▶ _Given data_
PR #114, opened 2021-01-17
added solution

MarchD:
[DEMO LINK](https://MarchD.github.io/react_goods-selector/)

### DIFF
--- a/src/App.js
+++ b/src/App.js
@@ -14,11 +14,89 @@ const goodsFromServer = [
   'Garlic',
 ];
 
-const App = () => (
-  <div className="App">
-    <h1>Selected good: -</h1>
-    {goodsFromServer.length}
-  </div>
-);
+class App extends React.Component {
+  state = {
+    basket: [],
+  }
+
+  toSelect = ({ target }) => {
+    target.parentElement.classList.add('selected');
+
+    const targetName = goodsFromServer.find((good) => {
+      const titleOfGood = target.parentElement.firstChild.textContent;
+
+      return good === titleOfGood;
+    });
+    const prevStateOfBasket = this.state.basket;
+
+    this.setState({ basket: [...prevStateOfBasket, targetName] });
+  };
+
+  toCancel = ({ target }) => {
+    const titleOfGood = target.parentElement.firstChild.textContent;
+    const index = this.state.basket.indexOf(titleOfGood);
+
+    this.state.basket.splice(index, 1);
+    const itemsOfBasket = this.state.basket;
+
+    itemsOfBasket.splice(1, index);
+    this.setState({ basket: [...itemsOfBasket] });
+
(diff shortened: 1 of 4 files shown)


dtsehelnyk (approved):
Здорово)
Держи ёлочку 🎄

src/App.js
```diff
@@ -14,11 +14,86 @@ const goodsFromServer = [
...
+class App extends React.Component {
+  state = {
+    basket: [],
+  }
+
+  toToggle = ({ target }) => {
+    const { basket } = this.state;
+    const titleOfGood = target.parentElement.firstChild.textContent;
+
+    target.parentElement.classList.toggle('selected');
```
vsm2k17, line 26: don't use DOM

src/App.js
```diff
@@ -14,11 +14,86 @@ const goodsFromServer = [
...
+    this.setState({ basket: [...basket, title] });
+  };
+
+  toCancel = (title) => {
+    const { basket } = this.state;
+    const index = basket.indexOf(title);
+    const itemsOfBasket = basket;
+
+    itemsOfBasket.splice(index, 1);
+    this.setState({ basket: [...itemsOfBasket] });
```
vsm2k17, line 45: if you want to remove an element from the array it's easier to use the filter method
but you don't need here array it should be only one selected item

src/App.js
```diff
@@ -14,11 +14,86 @@ const goodsFromServer = [
...
+  }
+
+  toReset = () => {
+    const goods = [...document.querySelectorAll('.good')];
```
vsm2k17, line 49: don't use DOM

src/App.js
```diff
@@ -14,11 +14,86 @@ const goodsFromServer = [
...
+
+    goods.forEach((good) => {
+      const button = good.querySelector('button');
+
+      good.classList.remove('selected');
```
vsm2k17, line 54: don't use classList

src/App.js
```diff
@@ -14,11 +14,86 @@ const goodsFromServer = [
...
+      button.innerText = 'Add';
```
vsm2k17, line 55: also no

src/App.js
```diff
@@ -14,11 +14,86 @@ const goodsFromServer = [
...
+            {this.state.basket.join(', ')}
+          </h1>
+        </div>
+
+        <div className="goods">
+          {goodsFromServer.map(good => (
+            <div key={good} className="good">
+              <p>{good}</p>
+              <button
+                className="button"
```
vsm2k17, line 85: you can add condition here and react set classes only if the condition is true

vsm2k17 (changes requested):
image
only one means that if click on another good it replaces the previous one

update: just ignore the comment above, I forgot about advanced tasks

vsm2k17 (approved):
good job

▶ _What to produce_
Scan the data above and state how many of its lines contain the string "here", with no other content.

▶ _Task output_
2